Mr. Romero's counterclaim was settled prior to trial. 3

[¶13] After making all these findings, the district court applied the comparative fault statute and concluded Mr. Bunning's comparative fault barred him from recovering damages. The court stated: The [c]ourt finds and concludes that Mr. Bunning was more than 50 percent at fault for the collision and his injuries. Mr. Bunning was driving 15 mph over the posted speed limit, and he was weaving in and out of traffic during a heavy traffic time as he approached the intersection. Both disinterested witnesses and the WHP trooper indicated he was speeding. Mr. Ojeda described Mr. Bunning's vehicle as weaving in and out of traffic. Both Mr. Romero and Mr. Andazola said Mr. Bunning's vehicle appeared to come out of nowhere. The resulting significant collision and skid marks supported that Mr. Bunning was driving at a high speed. Had Mr. Bunning been driving the speed limit and not weaving in and out of traffic as he approached the intersection, the collision may have been avoided and his injuries may have not been as severe. Although Mr. Bunning had the right of way, he was driving in a manner that was unreasonable and imprudent under the conditions. He did not have due regard to the actual and potential hazards then existing when he approached and crossed the intersection of US 85 and Country West Road. Mr. Bunning admitted he saw Mr. Romero's vehicle at the stop sign waiting to enter and cross southbound US 85, yet he chose to weave in and out of traffic and speed as he approached the intersection. Therefore, because Mr. Bunning's portion of fault is more than 50 percent, he is barred from recovering any damages. Wyo. Stat. Ann. 1-1-109(b). The district court entered a judgment, which incorporated its decision order. This appeal followed.

STANDARD OF REVIEW

[¶14] Our standard of review following a bench trial is well-established: The factual findings of a judge are not entitled to the limited review afforded a jury verdict. While the findings are presumptively correct, the appellate court may examine all of the properly admissible evidence in the record. Due regard is given to the opportunity of the trial judge to assess the credibility of the witnesses, and our review does not entail reweighing disputed evidence. Findings of fact will not be set aside unless they are clearly erroneous. A finding is clearly erroneous when, although there is evidence to support it, the reviewing court on the entire evidence is left with the definite and firm conviction that a mistake has been committed. In considering a trial court's factual findings, we assume that the evidence of

the prevailing party below is true and give that party every reasonable inference that can fairly and reasonably be drawn from it. We do not substitute ourselves for the trial court as a finder of facts; instead, we defer to those findings unless they are unsupported by the record or erroneous as a matter of law. The district court's conclusions of law are reviewed de novo.

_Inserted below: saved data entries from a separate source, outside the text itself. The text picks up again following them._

Issue #184, opened 2018-11-01
Problematic DHCPv4 on unconfigured interface 


marcoguerri:
I have been working on implementing `RequestNetbootv4` and stumbled across some issues with the way sockets are used in the v4 part of the library.

If one starts from an interface that does not have any configuration (i.e. no IP, no routes), the attempt to broadcast the DISCOVER fails with ENETUNREACH. The client socket is an `AF_INET`, `SOCK_RAW`, `IPPROTO_RAW` socket, and without any route, even raw traffic gets dropped at layer 3. One possible way around this is to set `SO_BINDTODEVICE` on the device which is being configured, but this solves only the send part of the communication.

The receive socket, without any default route with link scope, does not see the incoming OFFER. I definitely see the OFFER coming up at layer 2 (tcpdump does see it), but it never gets to the socket. 

Adding a default route with link scope before initiating the transaction fixes the problem.

I had a quick look at dhclient from ISC and from what I can see it uses PF_PACKET sockets, so it works at layer 2. I am sending a pull request with a `RequestNetbootv4` implementation, but it's certainly not great as if a default route is not added beforehand on an unconfigured interface, the transaction fails with ENETUNREACH. As I mentioned above, even when binding the sender socket to the interface, the receiving end does not see the broadcasted OFFER. Possible ways to fix this:

* The library might try to be smart and check if a route is present, and if not add it (my `RequestNetbootv4` implementation does not do it).
* Move to layer 2 sockets

PR #185, opened 2018-11-01
Add netboot/netconf support for DHCPv4

marcoguerri:
Adds support for `RequestNetbootv4`. The main problem with this implementation is explained in issue #184. If a default route is not added before calling `RequestNetbootv4`, the transaction fails.

### DIFF
--- a/netboot/netboot.go
+++ b/netboot/netboot.go
@@ -10,6 +10,10 @@ import (
 	"github.com/insomniacslk/dhcp/dhcpv6"
 )
 
+var sleeper = func(d time.Duration) {
+	time.Sleep(d)
+}
+
 // RequestNetbootv6 sends a netboot request via DHCPv6 and returns the exchanged packets. Additional modifiers
 // can be passed to manipulate both solicit and advertise packets.
 func RequestNetbootv6(ifname string, timeout time.Duration, retries int, modifiers ...dhcpv6.Modifier) ([]dhcpv6.DHCPv6, error) {
@@ -37,7 +41,7 @@ func RequestNetbootv6(ifname string, timeout time.Duration, retries int, modifie
 				// don't wait at the end of the last attempt
 				break
 			}
-			time.Sleep(delay)
+			sleeper(delay)
 			// TODO add random splay
 			delay = delay * 2
 			continue
@@ -68,7 +72,7 @@ func RequestNetbootv4(ifname string, timeout time.Duration, retries int, modifie
 				// don't wait at the end of the last attempt
 				break
 			}
-			time.Sleep(delay)
+			sleeper(delay)
 			// TODO add random splay
 			delay = delay * 2
 			continue
--- a/netboot/netboot.go
+++ b/netboot/netboot.go
@@ -6,6 +6,7 @@ import (
 	"log"
 	"time"
 
+	"github.com/insomniacslk/dhcp/dhcpv4"
 	"github.com/insomniacslk/dhcp/dhcpv6"
 )
 
@@ -29,6 +30,37 @@ func RequestNetbootv6(ifname string, timeout time.Duration, retries int, modifie
 		// here and one in the above call to NewSolicitForInterface)
 		modifiers = append(modifiers, dhcpv6.WithNetboot)
 		conversation, err = client.Exchange(ifname, solicit, modifiers...)
+		if err != nil {
+			log.Printf("Client.Exchange failed: %v", err)
+			log.Printf("sleeping %v before retrying", delay)
+			if i >= retries {
+				// don't wait at the end of the last attempt
+				break
+			}
+			time.Sleep(delay)
+			// TODO add random splay
+			delay = delay * 2
+			continue
+		}
+		break
+	}
+	return conversation, nil
+}
+
+// RequestNetbootv4 sends a netboot request via DHCPv4 and returns the exchanged packets. Additional modifiers
+// can be passed to manipulate both the discover and offer packets.
+func RequestNetbootv4(ifname string, timeout time.Duration, retries int, modifiers ...dhcpv4.Modifier) ([]*dhcpv4.DHCPv4, error) {
+	var (
+		conversation []*dhcpv4.DHCPv4
+		err          error
+	)
+	delay := 2 * time.Second
+	for i := 0; i <= retries; i++ {
+		log.Printf("sending request, attempt #%d", i+1)
+		modifiers = append(modifiers, dhcpv4.WithNetboot)
+		client := dhcpv4.NewClient()
+		client.ReadTimeout = timeout
+		conversation, err = client.Exchange(ifname, nil, modifiers...)
 		if err != nil {
 			log.Printf("Client.Exchange failed: %v", err)
 			log.Printf("sleeping %v before retrying", delay)
@@ -94,4 +126,29 @@ func ConversationToNetconf(conversation []dhcpv6.DHCPv6) (*NetConf, string, erro
 		bootfile = string(obf.BootFileURL)
 	}
 	return netconf, bootfile, nil
+}
+
+// ConversationToNetconfv4 extracts network configuration and boot file URL from a
+// DHCPv4 4-way conversation and returns them, or an error if any.
+func ConversationToNetconfv4(conversation []*dhcpv4.DHCPv4) (*NetConf, string, error) {
+	var reply *dhcpv4.DHCPv4
+	var bootFileUrl string
+	for _, m := range conversation {
+		// look for a BootReply packet of type Offer containing the bootfile URL.
+		// Normally both packets with Message Type OFFER or ACK do contain
+		// the bootfile URL.
+		if m.Opcode() == dhcpv4.OpcodeBootReply && *m.MessageType() == dhcpv4.MessageTypeOffer {
+			bootFileUrl = m.BootFileNameToString()
+			reply = m
+			break
+		}
+	}
+	if reply == nil {
+		return nil, "", errors.New("no OFFER with valid bootfile URL received")
+	}
+	netconf, err := GetNetConfFromPacketv4(reply)
+	if err != nil {
+		return nil, "", fmt.Errorf("could not get netconf: %v", err)
+	}
+	return netconf, bootFileUrl, nil
 }
--- a/netboot/netboot.go
+++ b/netboot/netboot.go
@@ -55,9 +55,9 @@ func RequestNetbootv4(ifname string, timeout time.Duration, retries int, modifie
 		err          error
 	)
 	delay := 2 * time.Second
+	modifiers = append(modifiers, dhcpv4.WithNetboot)
 	for i := 0; i <= retries; i++ {
 		log.Printf("sending request, attempt #%d", i+1)
-		modifiers = append(modifiers, dhcpv4.WithNetboot)
 		client := dhcpv4.NewClient()
 		client.ReadTimeout = timeout
 		conversation, err = client.Exchange(ifname, nil, modifiers...)
--- a/netboot/netconf.go
+++ b/netboot/netconf.go
@@ -1,6 +1,8 @@
 package netboot
 
 import (
+	"bytes"
+	"encoding/binary"
 	"errors"
 	"fmt"
 	"io/ioutil"
@@ -9,6 +11,7 @@ import (
 	"strings"
 	"time"
 
+	"github.com/insomniacslk/dhcp/dhcpv4"
 	"github.com/insomniacslk/dhcp/dhcpv6"
 	"github.com/vishvananda/netlink"
 )
@@ -25,6 +28,7 @@ type NetConf struct {
 	Addresses     []AddrConf
 	DNSServers    []net.IP
 	DNSSearchList []string
+	Routers       []net.IP
 }
 
 // GetNetConfFromPacketv6 extracts network configuration information from a DHCPv6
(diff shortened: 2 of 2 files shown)


netboot/netboot.go
```diff
@@ -46,6 +47,39 @@ func RequestNetbootv6(ifname string, timeout time.Duration, retries int, modifie
...
 }
 
+func RequestNetbootv4(ifname string, timeout time.Duration, retries int, modifiers ...dhcpv4.Modifier) ([]*dhcpv4.DHCPv4, error) {
+	var (
+		conversation []*dhcpv4.DHCPv4
+	)
+	delay := 2 * time.Second
+	for i := 0; i <= retries; i++ {
+		log.Printf("sending request, attempt #%d", i+1)
+		discover, err := dhcpv4.NewDiscoveryForInterface(ifname)
```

Clark Tr. of Lenore H. Clark Living Tr. Dated Sept. 24, 1992 v. Fuller, 2025 WY 92, ¶ 9,

574 P.3d 632, 636-37 (Wyo. 2025) (quoting Leeks Canyon Ranch, LLC v. Jackson Hole

Hereford Ranch, LLC, 2025 WY 63, ¶ 31, 569 P.3d 1120, 1130 (Wyo. 2025)).

DISCUSSION

[¶15] Mr. Bunning argues the district court's application of Wyoming's comparative fault statute, Wyo. Stat. Ann. § 1-1-109 was erroneous and resulted in the improper forfeiture of his statutory preferential right of way. Mr. Bunning essentially argues a failure to yield the right of way at a stop sign in violation of Wyo. Stat. Ann. § 31-5-222(b) makes the violator strictly liable, thus making the through highway driver's speed and driving conduct irrelevant. In this regard, Mr. Bunning argues Mr. Romero's violation of § 31-5-222(b) absolved Mr. Bunning of any fault and the comparative fault statutes should not bar him from recovery. Mr. Bunning's argument requires us to first consider two relevant statutes--Wyo. Stat. Ann. § 1-1-109 and § 31-5-222. [¶16] The Wyoming Legislature adopted the comparative fault statute to ameliorate the harsh effects of contributory negligence, while still allowing the defendant, as an affirmative defense, to present evidence of a plaintiff's negligence to reduce damages.

Schneider Nat., Inc. v. Holland Hitch Co., 843 P.2d 561, 567 (Wyo. 1992) (citations

omitted); Parrish v. Groathouse Const., Inc., 2006 WY 33, ¶ 9, 130 P.3d 502, 505 (Wyo.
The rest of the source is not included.